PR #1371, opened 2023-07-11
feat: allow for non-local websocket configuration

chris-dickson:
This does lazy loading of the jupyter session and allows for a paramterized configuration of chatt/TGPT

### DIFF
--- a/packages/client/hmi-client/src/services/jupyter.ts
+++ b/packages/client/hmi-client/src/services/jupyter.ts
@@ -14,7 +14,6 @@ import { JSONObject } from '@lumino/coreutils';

...

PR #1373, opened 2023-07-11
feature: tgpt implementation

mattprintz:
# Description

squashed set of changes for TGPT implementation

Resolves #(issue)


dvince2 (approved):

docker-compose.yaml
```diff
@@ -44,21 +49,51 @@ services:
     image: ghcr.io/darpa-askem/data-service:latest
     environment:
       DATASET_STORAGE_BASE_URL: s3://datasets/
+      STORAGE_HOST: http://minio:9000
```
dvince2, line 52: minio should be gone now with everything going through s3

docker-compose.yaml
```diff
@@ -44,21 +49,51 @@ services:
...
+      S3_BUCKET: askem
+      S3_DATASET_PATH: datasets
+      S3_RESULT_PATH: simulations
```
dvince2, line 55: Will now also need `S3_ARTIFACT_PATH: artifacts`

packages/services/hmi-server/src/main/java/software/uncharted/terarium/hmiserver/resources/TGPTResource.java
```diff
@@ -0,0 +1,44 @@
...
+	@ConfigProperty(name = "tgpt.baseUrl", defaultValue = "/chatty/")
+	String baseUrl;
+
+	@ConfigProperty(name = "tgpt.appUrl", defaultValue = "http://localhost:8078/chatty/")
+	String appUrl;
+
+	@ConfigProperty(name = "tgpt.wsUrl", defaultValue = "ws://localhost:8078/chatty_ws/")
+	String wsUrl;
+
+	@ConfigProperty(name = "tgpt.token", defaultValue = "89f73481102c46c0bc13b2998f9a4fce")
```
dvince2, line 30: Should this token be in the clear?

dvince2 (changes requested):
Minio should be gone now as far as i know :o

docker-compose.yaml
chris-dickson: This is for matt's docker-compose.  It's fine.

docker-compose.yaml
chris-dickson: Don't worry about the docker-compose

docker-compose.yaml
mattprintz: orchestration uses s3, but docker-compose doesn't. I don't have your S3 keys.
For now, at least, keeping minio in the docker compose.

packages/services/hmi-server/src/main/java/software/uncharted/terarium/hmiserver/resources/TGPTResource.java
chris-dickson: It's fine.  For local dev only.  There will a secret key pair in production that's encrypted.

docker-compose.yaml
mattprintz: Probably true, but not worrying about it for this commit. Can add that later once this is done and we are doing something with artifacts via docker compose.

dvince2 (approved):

● **PROBLEM DETAILS**:
Taking the material above, extract exactly and only the lines from the line with "PR #1371, opened 2023-07-11" to the line with "--- a/packages/client/hmi-client/src/services/jupyter.ts", inclusive of both.

● **COMPLETED EXERCISE**:
PR #1371, opened 2023-07-11
feat: allow for non-local websocket configuration

chris-dickson:
This does lazy loading of the jupyter session and allows for a paramterized configuration of chatt/TGPT

### DIFF
--- a/packages/client/hmi-client/src/services/jupyter.ts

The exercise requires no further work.